— About this exercise —
As the lines appear below, please set them down exactly, starting at the first and finishing with the one containing "Vercel ( No CI )".

— Information shown —
PR #949, opened 2023-03-03
feat: `env` support enviroment variables for multi runtimes

yusukebe:
This PR introduces `env` function to get environment variables for any runtimes, not only variables of Cloudflare Workers' Bindings.

We can write the code with the same syntax at any runtime:

```ts

app.get('/env', (c) => {
  const { NAME } = env<{ NAME: string }>(c)
  return c.text(NAME)
})
```

Supported runtimes:

* Cloudflare Workers
* Deno
* Bun
* Lagon ( It works on dev but can't resolve the path of `.env` on CI )
* Node.js
* Vercel ( No CI )
* Fastly ( Users may not define the values... )

## Why don't we use `c.env`?

Already we are using `c.env` for Cloudflare Workers' Bindings, so we can use it for other runtimes. But, if we do so, we have to write the code to `context.ts`. It's bad to write that things depend on each environment on the common component. Separating `env` as `import { env } from 'hono/adapter'` is a better API.

### DIFF
--- a/.github/workflows/ci.yml
+++ b/.github/workflows/ci.yml
@@ -27,7 +27,7 @@ jobs:
       - uses: denoland/setup-deno@v1
         with:
           deno-version: v1.x
-      - run: deno test --allow-read test_deno
+      - run: deno test --allow-read --allow-env test_deno
 
   bun:
     name: 'Bun'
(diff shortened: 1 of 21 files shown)


yusukebe:
@yujong-lee @metrue @ThatOneBro and others:

Hi, What do you think about this feature? I think this is necessarily, and API design is better.

yujong-lee:
Great work! It makes sense to write it as a function.

yusukebe:
Thanks. Let's go with it.

PR #951, opened 2023-03-03
fix(type): remove unnecessary distribution

### LINKED ISSUE #950: Returning `Array<T>` response makes `jsonT` think it as `T` type
https://www.typescriptlang.org/play?#code/JYWwDg9gTgLgBAbzgCQgOwnAvnAZlCEOAcgAt0JiBuAKFElkTlIGNs8CiyKB6FgG2ABTNDGo0aLdAGd4AQzBg4AXjhohAdxQUAFAEoAdAHMhMHcR64IlADRwdLPSoB8cFgYBW09ABUdSYAATAC44AG1iK1s4ABYAJgBdbD09Wh4eOEy4AD0AfgkpNFk3QRF4VVYAHhgATzAhCFw4BTBncx5iVMkZeCghaRVmjTlgeAFhUQMogwASEzMuwuLAuRg5Qblh0bg+6U9vNH00jKy8iSA

image

yusukebe:
Do not use `PrettyJSON<T>` because it causes unnecessary distributions. As a side effect, `boolean` is inferred to `true | false`. But I think there is no problem in practical use.

This will fix #950

### DIFF
--- a/src/client/client.test.ts
+++ b/src/client/client.test.ts
@@ -283,7 +283,7 @@ describe('Infer the response/request type', () => {
       const req = client.index.$get
 
       type Actual = InferResponseType<typeof req>
-      type Expected = { ok: boolean }
+      type Expected = { ok: true }
       type verify = Expect<Equal<Expected, Actual>>
     })
 
@@ -340,7 +340,7 @@ describe('Merge path with `app.route()`', () => {
     const client = hc<AppType>('http://localhost')
     const res = await client.api.search.$get()
     const data = await res.json()
-    type verify = Expect<Equal<boolean, typeof data.ok>>
+    type verify = Expect<Equal<true, typeof data.ok>>
     expect(data.ok).toBe(true)
   })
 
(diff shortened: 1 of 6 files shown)


yudai-nkt:
I don't really look at this in detail (I'm on the phone right now), but can't this be fixed by wrapping a problematic type parameter into a tuple to suppress union distribution?

yusukebe:
Hi  @yudai-nkt !

What I want to do is "do not expand `boolean` to `true | false`", so I made the `PrettyJSON`:

https://github.com/honojs/hono/pull/939#discussion_r1119813580

But, this makes unexpected behavior:

https://github.com/honojs/hono/issues/950

My implementation may be bad, however, we can decide don't use `PrettyJSON` and use `true | false` without forcing `boolean` to be them.

yudai-nkt:
I commented without really understanding whether union distribution is the cause of the problem (so deleted it and will check later). thanks for the explanation anyway!

yudai-nkt:
Yes, I confirmed I was misunderstanding and we should go with this PR! Sorry for the disturbance.

yusukebe:
Merging it into the "next" branch!

PR #956, opened 2023-03-05
docs(readme): add creator name of RegExpRouter and SmartRouter

yusukebe:
I have wanted to write this for a while; this is important.

One of the features of Hono is the RegExpRouter, but I must not take credit for that.


yusukebe:
@usualoma I'll merge this, if that's okay:)

usualoma:
Thank you!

— Answer section —
PR #949, opened 2023-03-03
feat: `env` support enviroment variables for multi runtimes

yusukebe:
This PR introduces `env` function to get environment variables for any runtimes, not only variables of Cloudflare Workers' Bindings.

We can write the code with the same syntax at any runtime:

```ts

app.get('/env', (c) => {
  const { NAME } = env<{ NAME: string }>(c)
  return c.text(NAME)
})
```

Supported runtimes:

* Cloudflare Workers
* Deno
* Bun
* Lagon ( It works on dev but can't resolve the path of `.env` on CI )
* Node.js
* Vercel ( No CI )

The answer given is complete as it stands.